我反复的想为什么是这样的呢?是不是我太执著了呢?回家以后,我仍然在发正念的时候给她发出一念。到了2003年非典的时候,我又一次给她送资料。本来我们打算在中转站的时候碰头,可是她没赶上早车。我在等她的时候,打电话到她家,她的大女婿告诉我说她又打了滴流。我一听,震惊了,马上对她大女婿说:“孩子,辛苦你了,叫你妈到我家住几天好吗?”他说:“姨!那你看着办吧。”
放下电话,我认真的想,为什么会出现这种事哪?一是旧势力干扰,二是她自己有执著不放。我问我自己,她是你的亲家你要救她,如果她不是你的亲家,是一个普通的大法弟子,你能不能管?我在心里坚定的说,管!一定要管!
虽然非典时期坐车要记身份证号,我带着她在回我家的车上,我还是讲了一路的师父最新经文,到了我家,她就象是换了个人似的说:“大姐,我要写声明和旧势力决裂。”

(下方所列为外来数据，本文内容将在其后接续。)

PR #941, opened 2021-09-21
ACMS-839: Changed the email ID to example no reply.

panshulK:
**Motivation**
* The email id configured at various places is no reply acquia. It should be changed to no reply example.
Fixes #NNN

**Proposed changes**
* Change email ID to no reply example.

**Alternatives considered**
* None

**Testing steps**
* Check that all places have new email ID configured and the mail is only sent if the mail id is changed.

**Merge requirements**

### DIFF
--- a/modules/acquia_cms_common/acquia_cms_common.module
+++ b/modules/acquia_cms_common/acquia_cms_common.module
@@ -220,3 +220,14 @@ function _acquia_cms_common_update_view_display_options_style($view_name, $displ
     $view_storage->save($view);
   }
 }
+
+/**
+ * Implements hook_mail_alter().
+ */
+function acquia_cms_common_mail_alter(&$message) {
+  if (strpos($message['key'], 'template::') === 0) {
+    if ((!empty($message['from'])) && ($message['from'] === 'no-reply@example.com')) {
+      $message['send'] = 'false';
+    }
+  }
+}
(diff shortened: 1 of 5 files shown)


modules/acquia_cms_common/acquia_cms_common.module
```diff
@@ -220,3 +221,17 @@ function _acquia_cms_common_update_view_display_options_style($view_name, $displ
     $view_storage->save($view);
   }
 }
+
+/**
+ * Implements hook_mail_alter().
+ */
+function acquia_cms_common_mail_alter(&$message) {
+  if (strpos($message['key'], 'template::') === 0) {
+    if (AcquiaDrupalEnvironmentDetector::isLocalEnv()) {
```
vishalkhode1, line 230: @panshulK I think we can't use this, as this assumes everything as local if it's not an Acquia environment. So, it would restrict sending email, if acquia_cms is used in any other hosting platform.
@kdruckman

vishalkhode1: Please also see if we can add some test coverage around this functionality.

panshulK: Sure @vishalkhode1 
Can we take the test creation part separately as this might need some more discussion?

Thanks

vishalkhode1 (approved):

PR #948, opened 2021-09-28
PF-3770: revising package load order.

mikemadison13:
**Motivation**
Packages are not loading in the proper order during install, causing site-install to fail.

Fixes #PF-3770

**Proposed changes**
- combine the base unit and responsive grid settings into a single file
- import this file first
- prioritize fonts during import to prevent subsequent failure


mikemadison13:
something is up with the patch. the fix works if i make it manually, but the patch isn't actually renaming the files as i want it to (so it's still failing).

chandan-singh7929:
Test are failing due to missing following variables:
```
export CONNECTOR_ID=<CONNECTOR_ID>
export SEARCH_UUID=<SEARCH_UUID>
export CONNECTOR_KEY=<CONNECTOR_KEY>
```
I have create one in ACMS #962 by cloning this so that can make any changes if required.

PR #954, opened 2021-10-04
ACMS-924: Changed the template to View template.

panshulK:
**Motivation**
* The article slider is not appearing correctly as per the design.
Fixes #NNN

**Proposed changes**
* Changed the template to view template for article slider.

**Alternatives considered**
* None

**Testing steps**
* Once changes are deployed, create a content of type page and add article slider component to the page.
* Save the changes in layout canvas and on page display check that the slider is appearing correctly as per the design.

**Merge requirements**
Screenshot 2021-10-04 at 3 41 17 PM

### DIFF
--- a/modules/acquia_cms_common/src/EventSubscriber/ConfigEventsSubscriber.php
+++ b/modules/acquia_cms_common/src/EventSubscriber/ConfigEventsSubscriber.php
@@ -64,7 +64,7 @@ class ConfigEventsSubscriber implements EventSubscriberInterface {
           break;
 
         case 'views.view.article_cards':
-          _acquia_cms_common_update_view_display_options_style('article_cards', 'recent_articles_block', 'view_tpl_article_cards_slider');
+          _acquia_cms_common_update_view_display_options_style('article_cards', 'default', 'view_tpl_article_cards_slider');
           break;
       }
     }


modules/acquia_cms_article/config/optional/views.view.article_cards.yml
```diff
@@ -52,7 +53,10 @@ display:
           items_per_page: 7
           offset: 0
       style:
-        type: default
+        type: cohesion_layout
+        options:
+          views_template: view_tpl_article_cards_slider
+          master_template: __none__
```
chandan-singh7929, line 59: @panshulK - We can't update views template directly here, this will throw error when site install with standard profile or where site studio is not preset, instead we can update this configuration based on modules availability like we have done for other configuration using EventSubscriber. 
You can take reference from here: https://github.com/acquia/acquia_cms/blob/develop/modules/acquia_cms_common/src/EventSubscriber/ConfigEventsSubscriber.php#L54-L70
cc: @vishalkhode1

panshulK: Thanks for sharing this @chandan-singh7929 , checking!

panshulK: Hey @chandan-singh7929 
Reverted the changes. Please review!

Thanks

vishalkhode1 (approved):

PR #126, opened 2026-04-09
refactor!: Move split_*_epochs to allen vc ophys pipeline

vinamarora8:
The `split_*_epochs` methods were specifically designed for the visual presentation trial structure of Allen VC datasets. These are otherwise not well documented and not tested. So, IMO, they should not be provided as part of the public API at the moment.

This PR:
- Removes `split_*_epochs` and `generate_train_val_test_splits` from `brainsets.units.split`
- These are added to the `allen_visual_coding_ophys_2016` pipeline directory, which is the only place they are used.


AlexandreAndr (approved):
Looks good to me!

PR #125, opened 2026-04-09
feat: BrainsetPipeline runner creates raw and processed dirs

vinamarora8:
Closes #63

## Summary by CodeRabbit

* **New Features**
  * Pipeline runner now automatically creates raw and processed output directories during initialization, simplifying pipeline setup and removing the need for manual directory creation.

* **Documentation**
  * Updated pipeline creation documentation with formatting improvements.

PR #127, opened 2026-04-12
Add `vollan_moser_alternating_2025` dataset

TomGeorge1234:
## Add Vollan/Moser grid cell brainset

This is a pretty gnarly dataset brimming with some of the clearest examples of grid cells, head direction cells and place cells I've ever seen. Plus I think the first hippocampus/MEC brainset yet which should broaden the appeal quite substantially. It's a very recently released dataset , published in Nature, originally used to study theta sequences. The raw data is publicly hosted on [EBRAINs](https://search.kg.ebrains.eu/instances/4080b78d-edc5-4ae4-8144-7f6de79930ea)

In summary:
* 51 recordings (42 awake navigation, 9 asleep) across 19 rats. 
* 45,821 units for HPC or MEC or both (average of 899 per recording, which is ridiculous) 
* 63.3 hours (34.3 after they filter out speeds < 5 cm/s) 
* 215 million spikes. 
* Raw size ~16.4GB, processed size ~4.5GB

There is some nice metadata too, for example the identity of the cells (HPC vs MEC), the kilosort label ("good", "bad", "mua") and whether they have been identified as grid cells or not.

Included behaviours are x y z position as well as head direction. They also include LFP theta phase which makes this a great dataset for studying temporal coding. 

## Summary

- Add `vollan_moser_alternating_2025` brainset: Neuropixels recordings from MEC and hippocampus in freely moving rats performing spatial navigation tasks (open field, linear track, M-maze, wagon wheel) and during sleep, from [Vollan et al. (2025)](https://www.nature.com/articles/s41586-024-08527-1)
- Pipeline downloads 51 `.mat` files from the EBRAINS data proxy and processes them into standardized HDF5 format (16.4 GB raw -> 4.5 GB processed)
- Includes 17 subjects, 42 navigation sessions (with behavior: position, head direction, theta, decoded internal direction) and 9 sleep sessions (SWS + REM epochs)
- Adds new taxonomy entries: `Species.RATTUS_NORVEGICUS`, and 5 new navigation `Task` types (open field, linear track, M-maze, wagon wheel, sleep)
- Adds `VollanMoserAlternating2025` dataset class with `SpikingDatasetMixin`
- Adds brainset card to documentation and entry to README table

### Visualisation 

Here's a little picture of the beautiful grid cells from the open-field recording `of_25691_2` (note this recording has 641 units in total but only 173 "grid cells"...not all MEC cells are grid cells. I'm only showing the grid cells here)

gridcells

## Summary by CodeRabbit

* **New Features**
  * Added the vollan_moser_alternating_2025 brainset with download/process CLI and processing pipeline; exposed at package level.
  * Added Norway rat species and several new Task types (navigation variants and sleep).

* **Documentation**
  * README updated with new brainset entry (raw/processed sizes; Brainset Card raw-data TBA).
  * Glossary/docs added describing the brainset and download/preparation instructions.

* **Tests**
  * Added unit tests for domain construction, behavior extraction, and unit/spike extraction.


brainsets_pipelines/vollan_moser_alternating_2025/pipeline.py
```diff
@@ -0,0 +1,580 @@
...
+    if sws_times.size > 0:
+        sws_times = np.atleast_2d(sws_times)
+        all_starts.append(sws_times[:, 0])
+        all_ends.append(sws_times[:, 1])
+
+    if rem_times.size > 0:
+        rem_times = np.atleast_2d(rem_times)
+        all_starts.append(rem_times[:, 0])
+        all_ends.append(rem_times[:, 1])
+
```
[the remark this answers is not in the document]
TomGeorge1234: true but the dataset is fixed and this doesn't happen in practice

brainsets_pipelines/vollan_moser_alternating_2025/pipeline.py
```diff
@@ -0,0 +1,580 @@
...
+        session_description = SessionDescription(
+            id=session_id,
+            recording_date=datetime.datetime(2025, 1, 1),
+            task=task,
+        )
+
+        device_description = DeviceDescription(
+            id=f"{animal_id}_neuropixels",
+            recording_tech=RecordingTech.NEUROPIXELS_SPIKES,
+        )
```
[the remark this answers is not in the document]
TomGeorge1234: done

docs/source/glossary/brainsets.rst
```diff
@@ -887,3 +887,146 @@ perich_miller_population_2018
...
+                   <button class="cite-button" data-doi="10.25493/R5FR-EDG">Cite</button>
+                   <div class="citation-popup" id="popup-10.25493/R5FR-EDG" style="display:none;">
+                     <div class="citation-section">
+                       <h4>BibTeX</h4>
+                       <div class="citation-content">
+                         <pre>@article{vollan2025theta,
+    title={Left-right-alternating theta sweeps in the entorhinal-hippocampal spatial map},
+    author={Vollan, Abraham Z and Gardner, Richard J and Moser, May-Britt and Moser, Edvard I},
+    year={2025}
+    }
```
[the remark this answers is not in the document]
TomGeorge1234: fixed

docs/source/glossary/brainsets.rst
```diff
@@ -887,3 +887,146 @@ perich_miller_population_2018
...
+           <td>19</td>
+       </tr>
+       <tr>
+           <td><strong>Species</strong></td>
+           <td>Rattus norvegicus</td>
+       </tr>
+        <tr>
+           <td><strong>Number of recordings</strong></td>
+           <td>51 (31 Open Field, 7 Linear Track, 2 Wagon Wheel, 1 M-Maze, 1 Novel Open Field, 9 Sleep)</td>
+       </tr>
```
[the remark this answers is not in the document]
TomGeorge1234: fixed (19 was correct)

brainsets_pipelines/vollan_moser_alternating_2025/pipeline.py
```diff
@@ -0,0 +1,580 @@
...
+        brainset_description = BrainsetDescription(
+            id="vollan_moser_alternating_2025",
+            origin_version="sharing_v4",
+            derived_version="1.0.0",
+            source="https://doi.org/10.6084/m9.figshare.28443963",
+            description="Neuropixels recordings from MEC and hippocampus in rats "
+            "performing spatial navigation tasks (open field, linear track, M-maze, "
+            "wagon wheel) and during sleep. Includes grid cells, head direction cells, "
+            "and other spatially tuned neurons.",
+        )
```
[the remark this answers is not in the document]
TomGeorge1234: set to EBRAINs all over

brainsets_pipelines/vollan_moser_alternating_2025/pipeline.py
```diff
@@ -0,0 +1,580 @@
...
+            sex=Sex.UNKNOWN,
+        )
+
+        task = SESSION_TYPE_TO_TASK[session_type]
+
+        session_description = SessionDescription(
+            id=session_id,
+            recording_date=datetime.datetime(2025, 1, 1),
+            task=task,
+        )
```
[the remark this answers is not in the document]
TomGeorge1234: true recording dates are unavailable and so this placeholder is consistent with the paper publication year

brainsets_pipelines/vollan_moser_alternating_2025/pipeline.py
```diff
@@ -0,0 +1,580 @@
...
+
+        # Handle empty regions (numpy array with size 0 or empty list)
+        if isinstance(region_units, np.ndarray) and region_units.size == 0:
+            continue
+        if isinstance(region_units, list) and len(region_units) == 0:
+            continue
+
+        # With simplify_cells=True, this is a list of dicts
+        if not isinstance(region_units, list):
+            continue
```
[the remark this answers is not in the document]
TomGeorge1234: fixed in pipeline.py

brainsets_pipelines/vollan_moser_alternating_2025/pipeline.py
```diff
@@ -0,0 +1,580 @@
...
+        all_ends.append(sws_times[:, 1])
+
+    if rem_times.size > 0:
+        rem_times = np.atleast_2d(rem_times)
+        all_starts.append(rem_times[:, 0])
+        all_ends.append(rem_times[:, 1])
+
+    starts = np.concatenate(all_starts).astype(np.float64)
+    ends = np.concatenate(all_ends).astype(np.float64)
+
```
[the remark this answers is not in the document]
TomGeorge1234: added tests covering these helper functions. all tests pass.

tests/test_vollan_pipeline.py
```diff
@@ -0,0 +1,231 @@
...
+
+def test_build_domain_single_sample():
+    """A single timestamp should produce one interval of length dt_nominal."""
+    t = np.array([5.0])
+    # With a single sample there's no diff, but the function uses np.median(np.diff(t))
+    # which will be empty — let's check it doesn't crash.
+    # Actually np.median of empty array returns nan, so let's test with 2 samples.
+    t = np.array([5.0, 5.01])
+    domain = build_domain_from_timestamps(t)
+    assert len(domain.start) == 1
```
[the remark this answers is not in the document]
TomGeorge1234: resolved in latest commit

brainsets_pipelines/vollan_moser_alternating_2025/pipeline.py
```diff
@@ -0,0 +1,583 @@
...
+    # Segment boundaries: each gap splits the timeseries
+    gap_indices = np.where(gap_mask)[0]
+
+    starts = np.empty(len(gap_indices) + 1, dtype=np.float64)
+    ends = np.empty(len(gap_indices) + 1, dtype=np.float64)
+
+    starts[0] = t[0]
+    ends[-1] = t[-1] + dt_nominal  # extend last segment by one sample
+
```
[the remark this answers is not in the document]
TomGeorge1234: resolved in latest commit

brainsets_pipelines/vollan_moser_alternating_2025/pipeline.py
```diff
@@ -0,0 +1,591 @@
...
+        for i, u in enumerate(region_units):
+            unit_meta.append(
+                {
+                    "id": f"{location}_{i}",
+                    "location": location,
+                    "probe_id": int(u["probeId"]),
+                    "shank": int(u["shank"]),
+                    "shank_pos": float(u["shankPos"]),
+                    "mean_rate": float(u["meanRate"]),
+                    "is_grid": int(u.get("isGrid", 0)),
```
vinamarora8, line 582: Can `u["ks2Label"]` also be added to this please?

brainsets_pipelines/vollan_moser_alternating_2025/pipeline.py
```diff
@@ -0,0 +1,591 @@
...
+                    "fname": fname,
+                }
+            )
+
+        manifest = pd.DataFrame(manifest_list).set_index("session_id")
+        return manifest
+
+    def download(self, manifest_item):
+        self.raw_dir.mkdir(parents=True, exist_ok=True)
+
```
vinamarora8: Not needed anymore after #125

brainsets_pipelines/vollan_moser_alternating_2025/pipeline.py
```diff
@@ -0,0 +1,591 @@
...
+            subject=subject,
+            session=session_description,
+            device=device_description,
+            # neural activity
+            spikes=spikes,
+            units=units,
+            # behavior
+            behavior=behavior,
+            # metadata
+            probe_channels=probe_channels,
```
vinamarora8, line 306: Curious: I presume probe_channels includes metadata about the probe and its channels. How would you know which unit came from which channel? I see there is probe_id and shank in `units` but not channel_id.

brainsets_pipelines/vollan_moser_alternating_2025/pipeline.py
vinamarora8, line 582: Maybe: proposing `shank` to be renamed as `shank_id` to be consistent with `probe_id`.

brainsets_pipelines/vollan_moser_alternating_2025/pipeline.py
```diff
@@ -0,0 +1,591 @@
...
+def extract_navigation_units_and_spikes(ds, domain):
+    """Extract units metadata and spikes from Dsession.units (MEC + HC)."""
+    units_struct = ds["units"]
+    unit_meta = []
+    spike_timestamps_list = []
+    spike_unit_index_list = []
+    unit_idx = 0
+
+    for location in ["mec", "hc"]:
+        region_units = units_struct[location]
```
vinamarora8, line 557: Are you certain there are no more keys in `units_struct`? If so, can you write a small comment above this line.

brainsets/datasets/__init__.py
```diff
@@ -33,3 +33,4 @@
 from .AllenVisualCodingOphys2016 import AllenVisualCodingOphys2016
 from .KempSleepEDF2013 import KempSleepEDF2013
 from .Neuroprobe2025 import Neuroprobe2025
+from .VollanMoserAlternating2025 import VollanMoserAlternating2025
```
vinamarora8, line 37: Can you also add the dataset to `_electrophysiology_dataset` list above? This will make its docstring visible in the docs

brainsets_pipelines/vollan_moser_alternating_2025/pipeline.py
```diff
@@ -0,0 +1,591 @@
...
+            self._process_navigation(fpath, session_id, session_type)
+        elif fpath.parent.name == "sleep":
+            session_id = f"sleep_{fpath.stem}"
+            self._process_sleep(fpath, session_id)
+        else:
+            raise ValueError(f"Cannot infer session type from path: {fpath}")
+
+    def _process_navigation(self, fpath, session_id, session_type):
+        self.processed_dir.mkdir(exist_ok=True, parents=True)
+
```
vinamarora8: Not needed anymore after #125

brainsets_pipelines/vollan_moser_alternating_2025/pipeline.py
```diff
@@ -0,0 +1,591 @@
...
+        brainset_description = BrainsetDescription(
+            id="vollan_moser_alternating_2025",
+            origin_version="sharing_v4",
+            derived_version="1.0.0",
+            source="https://doi.org/10.25493/R5FR-EDG",
+            description="Neuropixels recordings from MEC and hippocampus in rats "
+            "performing spatial navigation tasks (open field, linear track, M-maze, "
+            "wagon wheel) and during sleep. Includes grid cells, head direction cells, "
+            "and other spatially tuned neurons.",
+        )
```
vinamarora8: Can you define this outside this method near the top of this file. Then it won't have to be repeated in `_process_sleep`, making it easier to keep consistent if there are any changes in the future.

brainsets_pipelines/vollan_moser_alternating_2025/pipeline.py
```diff
@@ -0,0 +1,591 @@
...
+# Helper functions
+# ---------------------------------------------------------------------------
+
+
+def build_domain_from_timestamps(t):
+    """Build an Interval domain from speed-filtered timestamps.
+
+    Detects gaps in the timestamp array (where dt > 2x the nominal sampling
+    interval) and creates separate intervals for each contiguous segment.
+    """
```
vinamarora8, line 415: This seems a bit different from other datasets, so some more context in the docstring would be great for people trying to understand the pipeline! E.g., what is `ds["t"]` (the arg to this function)?

vinamarora8 (commented):
Mostly clean! Leaving some comments to improve things a bit, mostly for maintainability

vinamarora8:
Also, thanks @TomGeorge1234 for taking this up!

brainsets_pipelines/vollan_moser_alternating_2025/pipeline.py
TomGeorge1234: Done!

TomGeorge1234: Done!

brainsets/datasets/__init__.py
TomGeorge1234: Done!

brainsets_pipelines/vollan_moser_alternating_2025/pipeline.py
TomGeorge1234: Removed ✅

brainsets_pipelines/vollan_moser_alternating_2025/pipeline.py
TomGeorge1234: Removed ✅

brainsets_pipelines/vollan_moser_alternating_2025/pipeline.py
TomGeorge1234: `ds['t']` is speed-filtered timestamps (times when animal is < 5 cm/s are removed by the original data creators). I've added a comment explaining.

brainsets_pipelines/vollan_moser_alternating_2025/pipeline.py
TomGeorge1234: Definitely only two. Comment added ✅

brainsets_pipelines/vollan_moser_alternating_2025/pipeline.py
TomGeorge1234: Every other pipeline in the repo seems to define it inline in the process method.  Extracting it here would be inconsistent. Happy to move if you feel strongly otherwise I think this should be done repo-wide in another PR.

brainsets_pipelines/vollan_moser_alternating_2025/pipeline.py
TomGeorge1234: My understanding is that the raw MAT files don't provide a direct unit→channel mapping. Each unit has probe_id, shank_id, and shank_pos (a position along the shank in microns). Each channel in probe_channels has probe_id, shank_id, and y_um (its y-coordinate on the shank).

So to associate a unit with its channel, you'd join on probe_id + shank_id and then find the channel whose y_um is closest to the unit's shank_pos. It's not an exact key lookup — it's a nearest-neighbor match on the probe geometry.

I've added a comment explaining this ✅

TomGeorge1234:
@vinamarora8 I think I resolved all your comments. Thanks for these! Just one for you to check then its g2g as far as I'm concerned.

All tests pass and reprocessing the brainiest still works fine with the latest changes.

brainsets_pipelines/vollan_moser_alternating_2025/pipeline.py
vinamarora8: I see what you're pointing to. I'm thinking of this situation as a special case because this definition has to be done _twice_. Once in `_process_navigation` and once in `_process_sleep`. This has not been the case in other pipelines I believe.

My concern is: in the future let's say someone makes an edit here that warrants a version increment. While incrementing the `derived_version`, it's possible they do it in only one method and forget to do it the other. I'm just trying to avoid that situation and I think it's okay to break consistency for that.

In fact, the consistency has already be broken by Neuroprobe [here](https://github.com/neuro-galaxy/brainsets/blob/4b8b46a4e6dc7bb3651822027566bd01b3479a5a/brainsets_pipelines/neuroprobe_2025/pipeline.py#L310) for a separate good reason. So I don't think maintaining consistency about it is a big deal. Pipelines just need to function well and be maintainable :)

brainsets_pipelines/vollan_moser_alternating_2025/pipeline.py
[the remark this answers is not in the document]
vinamarora8: Can you use the UNIX epoch in this case:  `datetime.datetime(1970, 1, 1, tzinfo=datetime.timezone.utc)`

Pattern established in the `utils/mne_utils.py` file. 
If it's 1970, it's easier to guess that the date is meaningless.

brainsets_pipelines/vollan_moser_alternating_2025/pipeline.py
vinamarora8: perfect!

vinamarora8 (commented):
Thanks for the edits! Some more discussion below

brainsets_pipelines/vollan_moser_alternating_2025/pipeline.py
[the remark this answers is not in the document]
TomGeorge1234: fair enough. done and left a comment too clarifying its a placeholder

brainsets_pipelines/vollan_moser_alternating_2025/pipeline.py
TomGeorge1234: Ok yep, seems fair enough, I've moved it out and up to a new variable called `BRAINSET_DESCRIPTION` should be had for anyone to miss

TomGeorge1234:
@vinamarora8 You're right on those two. All fixed now

brainsets_pipelines/vollan_moser_alternating_2025/pipeline.py
```diff
@@ -0,0 +1,589 @@
...
+        return manifest
+
+    def download(self, manifest_item):
+        # Each file is downloaded individually from the ebrains data-proxy API
+        fpath = self.raw_dir / manifest_item.fname
+        if fpath.exists() and not self.args.redownload:
+            return fpath
+
+        fpath.parent.mkdir(parents=True, exist_ok=True)
+        url = f"{BUCKET_URL}/sharing_v4/{manifest_item.fname}"
```
milosobral: It might be better to include this `sharing_v4` as a scriptwide constant in case there are changes in the future

brainsets_pipelines/vollan_moser_alternating_2025/pipeline.py
```diff
@@ -0,0 +1,589 @@
...
+        return fpath
+
+    def process(self, fpath):
+        fpath = Path(fpath)
+        # Infer data category and session type from file path
+        # Navigation: .../navigation/<session_type>/<animal>_<rec>.mat
+        # Sleep: .../sleep/<animal>_<rec>.mat
+        if fpath.parent.parent.name == "navigation":
+            session_type = fpath.parent.name  # of, mmaze, lt, ww, of_novel
+            session_id = f"{session_type}_{fpath.stem}"
```
milosobral: Doens't really affect the functionality but I think you already compute those session IDs based on the session_type and stem in the get_manifest(). Instead of redoing that here, you could pass it through `download` or simply remove it from the manifest if it is never used

brainsets/datasets/VollanMoserAlternating2025.py
```diff
@@ -0,0 +1,71 @@
...
+    .. admonition:: Preprocessing
+
+        To download and prepare this dataset, run
+        ``brainsets prepare vollan_moser_alternating_2025``.
+
+    **Tasks:** Open Field, Linear Track, M-Maze, Wagon Wheel, Sleep
+
+    **Brain Regions:** MEC, Hippocampus
+
+    **Dataset Statistics**
```
milosobral, line 134: Given that Navigation and Sleep sessions end up with quite significant differences in the data they contain, a more detailed description of what data is where in each type of session would be beneficial here.

milosobral (commented):
Minor comments

brainsets_pipelines/vollan_moser_alternating_2025/pipeline.py
TomGeorge1234: Cool 🫘

TomGeorge1234: ((ps. I doubt there will be changes neuroscientist aren't that diligent ;)))

brainsets/datasets/VollanMoserAlternating2025.py
TomGeorge1234: Yeah, they should be seen as totally different datasets really. Not much we can do to "unify" them but best to at least include it and clarify the difference. Comment added in `f43f57af`

brainsets_pipelines/vollan_moser_alternating_2025/pipeline.py
TomGeorge1234: Done, session id now passed through download and not recomputed. Good spot!

TomGeorge1234:
I think we might be good to merge this now...the only possibility I see is that in the future we may want to add additional data fields available in the raw which we don't currently process (its quite a rich dataset). We can always do that in a future PR. For now the basics are all in there. 

@nandahkrishna anything you want to chip in here?

nandahkrishna (dismissed):
I looked through it and didn't really spot anything amiss, I think we can add features in future PRs and fix forward if there are any issues we spot!

milosobral (dismissed):

brainsets/datasets/VollanMoserAlternating2025.py
```diff
@@ -0,0 +1,270 @@
...
+        "lt": lambda: list(RECORDING_IDS.navigation.lt),
+        "mmaze": lambda: list(RECORDING_IDS.navigation.mmaze),
+        "ww": lambda: list(RECORDING_IDS.navigation.ww),
+        "of_novel": lambda: list(RECORDING_IDS.navigation.of_novel),
+    }
+
+    def __init__(
+        self,
+        root: str,
+        recording_ids=None,
```
milosobral: Could you add a type hint here please? 🫰

milosobral (commented):
Very small comment but otherwise looks good!

vinamarora8 (commented):
Looks good! The detailed docstring is great. Final thing from me, forgot to ask previously: Can you please add this pipeline to `.github/workflows/pipeline_testing.yml`. We test single session preprocessing there to ensure future changes to core utils don't break any pipelines catastrophically.

vinamarora8:
Re my previous comment: You could also add 1 session each from both navigation and sleep since they follow different paths

brainsets/datasets/VollanMoserAlternating2025.py
TomGeorge1234: ✅

TomGeorge1234:
@vinamarora8 thanks for pointing that out, I hadn't seen those tests (its reassuring they happen). Added now ✅

milosobral (approved):
Looks good!

vinamarora8 (approved):
lgtm!

vinamarora8:
Thanks @TomGeorge1234! Great addition

PR #130, opened 2026-04-15
docs: update `brainsets config` in CLI reference

vinamarora8:
Add changes from #122  to the CLI reference doc


nandahkrishna (approved):
Thanks Vinam!

PR #137, opened 2026-04-22
feat(cli): make `--list` and `-s`/`--single` public

vinamarora8:
Simple change. `--list` and `-s`/`--single` have proven to be useful CLI features for the `brainsets prepare` command, especially for development and debugging phase. These were not "public", in the sense that they were not exposed by the `brainsets prepare` command, and hence would not show up in `brainsets prepare --help`. 

This PR 
- Exposes both options/flags from `brainsets prepare`. 
- It also adds them to the CLI reference doc page.


oumgharbi (approved):
Great, I find these options very useful for some tests without having to go through the entire dataset. LGTM!

PR #139, opened 2026-05-15
chore: Remove brainset cards

divyansha1115:
Removes Brainset cards from the docs since they require manual maintenance and do not scale well.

现在我的亲家红光满面,她学法炼功,发正念,走街串巷的去讲大法真象,在她的带动下,她们镇的大法弟子都已经集体学法炼功发正念了。
四、我们是一个整体
2003年一个同修从劳教所出来后,她给我讲了许多坚定的大法弟子在劳教所里的可歌可泣的事迹,并且带回了很多同修写的上网声明。其中有一封是一个年轻的女大法弟子给她爱人写的一封催人泪下的离婚书(这个女大法弟子怕连累她的丈夫)。
这个女大法弟子年轻美丽,是一个研究所的科研人员,她爱人也是,他们青梅竹马,恩爱有加。可是就因为她信仰真善忍,她被劳教。由于她不放弃自己的信仰,邪恶对她用了各种刑罚残暴她,她还是不妥协,邪恶又把她的爱人叫去逼迫与她离婚,她爱人不肯那么做,就让她们单位的人去说。这封信没有地址怎么办哪?我说我们一定要找到她的爱人。
经过努力,我们终于找到她的爱人,小伙子满眼泪水的对我们说:“大姨,谢谢你们。半年多来,我都不敢回我父母家,老人们一心盼望着我们能早日抱孙子回去哪!可是她却遭受着这么大的难,再怎么难,我也不能从我嘴里说出离婚两个字。”我对小伙子说:“每个人都应该有信仰的权利,你爱人信仰真善忍做好人有什么错呢?请你相信终有一天,正义会战胜邪恶的。”临走他握住我的手说:“姨!你们这么出生入死的捍卫自己的信仰。”我只有说:“保重呀!”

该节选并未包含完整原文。